I have skipped the Wednesday workout two weeks in a row now because of my poor restitution (mostly because of too little sleep), so it felt ekstra nice to get in a good session today (yes, I prosponed the Wednesday workout for today)!

Lately I have been thinking about my dead lift form and have arrived to the conclusion that I shift my weight too much forward at the start of the lift.

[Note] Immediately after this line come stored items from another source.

PR #284, opened 2016-07-01
Use open source api-compiler dependency

bjwatson:
Fixes https://github.com/googleapis/toolkit/issues/144


bjwatson:
Ugh, there seems to be a build failure to figure out. I noticed this on my workstation, but only when running `g build` twice without an intervening `g clean`.

bjwatson:
Related to https://github.com/googleapis/api-compiler/pull/9

shinfan:
Just a heads up that you probably need to update: https://github.com/googleapis/packman/blob/master/templates/java/build-alt.gradle.mustache to use beta-3 as well.

bjwatson:
@shinfan I did: https://github.com/bjwatson/packman/blob/745396d31685930da21b5a4c8e0725229aaf4636/templates/java/build-alt.gradle.mustache#L31

bjwatson:
@tbetbetbe This includes the fix for https://github.com/googleapis/toolkit/issues/144.

bjwatson:
@tbetbetbe @geigerj @jmuk @garrettjonesgoogle I'm at a loss for why the Travis runs are failing. I _can_ reproduce this on my workstation, but it's kind of round-a-bout:

1. Run `g clean`
2. Run `g build`
3. Edit one of the baseline files
4. Run `g build` again (do *not* run `g clean`)

That produces stack dumps like the following for apparently all of the broken tests:

```
java.lang.IllegalArgumentException: proto compilation failed with internal error: Cannot run program "null": error=2, No such file or directory
	at com.google.api.tools.framework.model.testing.TestConfig.compileProtos(TestConfig.java:263)
	at com.google.api.tools.framework.model.testing.TestConfig.<init>(TestConfig.java:98)
	at com.google.api.tools.framework.model.testing.ConfigBaselineTestCase.test(ConfigBaselineTestCase.java:145)
	at com.google.api.codegen.PythonCodeGeneratorTest$PythonLibraryBaseline.library(PythonCodeGeneratorTest.java:57)
```

The real exception seems to be happening in https://github.com/googleapis/api-compiler/blob/master/src/test/java/com/google/api/tools/framework/model/testing/TestConfig.java#L255. It thinks the first element of `commandLine` is `null`, which is initialized in https://github.com/googleapis/api-compiler/blob/master/src/test/java/com/google/api/tools/framework/model/testing/TestConfig.java#L241 (and indirectly in https://github.com/googleapis/api-compiler/blob/master/src/test/java/com/google/api/tools/framework/model/testing/TestConfig.java#L59).

I tried changing that definition to use a `private static` method, rather than a static initializer block, but it didn't help.

jmuk:
The protoc location for tests is set up through build.gradle -- see setupProtocEnvironment task.  Possibly this configuration might become invalid due to this update?

bjwatson:
The code at https://github.com/googleapis/api-compiler/blob/master/src/test/java/com/google/api/tools/framework/model/testing/TestConfig.java#L59 is pretty clear it should not define `null` for `commandLine[0]`, regardless of whether or not `protoc` exists.

Also, I can reproduce on my workstation (albeit in a strange way), which does have the correct version of `protoc` installed.

jmuk:
Again, it's set by build.gradle anyways. It could be a string `"null"` (generated wrongly from the gradle config) rather than the `null` value.

build.gradle
```diff
@@ -35,7 +35,7 @@ sourceCompatibility = 1.7
 group = "com.google.api"
 version = "0.0.0-SNAPSHOT"
 // url to the snapshot repository of a private maven repo.
-def privateSnapshotRepo = "http://104.197.230.53:8081/nexus/content/repositories/snapshots/"
+def privateSnapshotRepo = "https://oss.sonatype.org/content/repositories/snapshots/"
```
jmuk: Question: the new value doesn't look like a private maven repo.
Consider renaming -- also wondering do we really need to have a variable like this.

garrettjonesgoogle:
I will take on this change because I need to update the api-compiler dependency for another reason (mix-in support).

bjwatson:
Thanks @garrettjonesgoogle. Looks like it's GA now: https://github.com/google/protobuf/releases

gradle/wrapper/gradle-wrapper.properties
```diff
@@ -1,6 +1,6 @@
-#Thu Jun 30 16:37:08 PDT 2016
+#Sat Oct 03 17:00:57 PDT 2015
 distributionBase=GRADLE_USER_HOME
 distributionPath=wrapper/dists
 zipStoreBase=GRADLE_USER_HOME
 zipStorePath=wrapper/dists
-distributionUrl=https\://services.gradle.org/distributions/gradle-2.13-bin.zip
```
garrettjonesgoogle: why not 3.0?

bjwatson: IIRC, this is an auto-gen file for including `gradlew` in a repo. I was just rolling back to what's on master to avoid the CI errors that were previously plaguing this PR.

The reason for upgrading `gradlew` were driven by the choice of `protobuf-gradle-plugin` 0.7.7, which is now 0.7.3 as you did in your PR, so it doesn't seem like `gradlew` needs to be updated in this PR either.

build.gradle
```diff
@@ -32,8 +32,8 @@ sourceCompatibility = 1.7
 
 group = "com.google.api"
 version = "0.0.0-SNAPSHOT"
-// url to the snapshot repository of a private maven repo.
-def toolkitSnapshotRepo = "http://104.197.230.53:8081/nexus/content/repositories/snapshots/"
+// Nexus repository for publishing toolkit snapshots and downloading api-compiler snapshot.
+def nexusSnapshotRepo = "https://oss.sonatype.org/content/repositories/snapshots/"
```
bjwatson: @ethanbao Is there any reason why we need to continue publishing `toolkit` to the private Nexus repo vs. the official one? AFAIK, `artman` and `packman` are the only consumers of `toolkit`.

build.gradle
```diff
@@ -320,7 +318,7 @@ task showGrpcJavaPluginPath << {
 task showProtobufPath() << {
   DependencyResolver resolver = new DependencyResolver(project)
   println 'output: ' + resolver.extractArchive(
-    'com.google.protobuf:protobuf-java:3.0.0-beta-2');
+    'com.google.protobuf:protobuf-java:3.0.0-beta-3');
```
bjwatson: @garrettjonesgoogle I don't know that this makes much difference, but it seems good that this move in lockstep with `protobuf`. What do you think?

garrettjonesgoogle: oops

build.gradle
```diff
@@ -393,5 +391,6 @@ tasks.verifyGoogleJavaFormat {
   exclude 'build/**'
   exclude 'vgen/build/**'
   exclude 'vgen/.apt_generated/**'
+  exclude 'src-gen/**'
```
bjwatson: @garrettjonesgoogle I'm not 100% what creates this directory, but it appears on my workstation often (it might be running `artman` that does it). Without adding this line, `g test` fails.

garrettjonesgoogle: It's not happening on my machine... What is `g test`?

build.gradle
garrettjonesgoogle: https://github.com/googleapis/toolkit/pull/378

build.gradle
bjwatson: `gradlew test`

I have `g` setup as an alias for `gradlew`.

bjwatson:
This has been superseded by PRs from @garrettjonesgoogle.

I tried to focus on maintaining the weight at the back/center of my foot today.

It does not make much sense to "focus of form" with an "active" work weight, so because I am a bit impatient when it comes to my own development I used straps on my work sets so I could focus on my legs and my low back.

Might do me good to complete a period of rack-pulls to strengthen the top part of the dead lift.

While I was waiting for the squat rack to be available I decided I would try the one arm wheel rollout. This is an extreme exercise that I have seen over at Ross Enamaits site; www.rosstraining.com , but never tried.

Considering I have not done any core-work for quite some time, I was fairly pleased with my effort.

My power wheel will get more milage in the weeks to come. Last Monday I felt that my core was week during 117.5kg squats.. Not good..

Regarding my diet and my comments in the video above; I eat fairly healty, take one table spoon of fish oil every day, drink two protein shakes miksed with milk every day (extra calories and to maintain a high protein inntake) and use 5g kreatine monohydrate every day.

I also eat quite a lot of sugar, fat and eat far too little green and fruits.

That is it, that is all.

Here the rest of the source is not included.